A misspelling: Bert Lahr's real last name is spelled Lahrheim, not Lahreim. Also, he died on December 4, 1967, and not in 1968.
I must do some research on the famous shoes in the novel version of Wicked, but in the play, they are either red or silver, depending on how the light shines on them.
The Wizard of Oz Catalog, compiled by Fraser A. Sherman, erroneously states that the Wicked Witch of the West is named Blinky in The Wonderful Wizard of Oz. I have no idea where he got this idea. This is not the same as Blinkie, the wicked witch in The Scarecrow of Oz.

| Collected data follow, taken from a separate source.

PR #26, opened 2016-10-21
Support decimals as well

dawsonbotsford:
Previously an infinite loop would occur if `start` was not a multiple of `stop`.


angus-c:
Thanks @dawsonbotsford and @dfcreative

Baum's adventure book for older readers, The Daring Twins, was recently reprinted under the title The Secret of the Lost Fortune by Hungry Tiger Press. The same publishers also put another old Baum title, The Boy Fortune Hunters in China, as The Scream of the Sacred Ape. Two other recent titles of interest are a reprint of The Navy Alphabet from Applewood Books, and The Collected Short Stories of L. Frank Baum from the International Wizard of Oz Club.
Yes, I've now seen Wicked, and even have the libretto, so I can at least speak about this show more authoitatively, and there will be more about it in the next edition of the FAQ, particularly question 9.5.
I've found out more about the "backdrops were found right before they were to be thrown out" story. It seems that this actually happened with many of the matte paintings that were joined with film in post-production to make it look like there really was an Emerald City in the background, not a soundstage wall. They're now at the archives of film school at either USC or UCLA, and I'll have a more definitive answer in the next edition.
The Munchkin who adds "If any" to the mayor's speech? A lawyer has told me that this is a legal term, and there are a number of reasons why he might add it. That makes more sense now, since that character is the Munchkin barrister.
The French comic book series, Le Magicien d'Oz, has now been issued in a complete omnibus edition in English, as The Wonderful Wizard of Oz, by Image Comics. I know there is also a German edition available, so it may have been translated into other languages as well.
Plans for a Wizard of Oz-themed amusement park have surfaced again, this time in upstate New York. Yes, I'll be talking more about this if it actually happens.
Two more Oz music videos, both from The Muppets' Wizard of Oz, were available at one point on the Disney website.
The Red Brick Road is a venue in Roger S. Baum's novel The Oz Odyssey.
Tin Man, a mini-series for the Sci-Fi Channel, was broadcast in December of 2007, and is now available on DVD.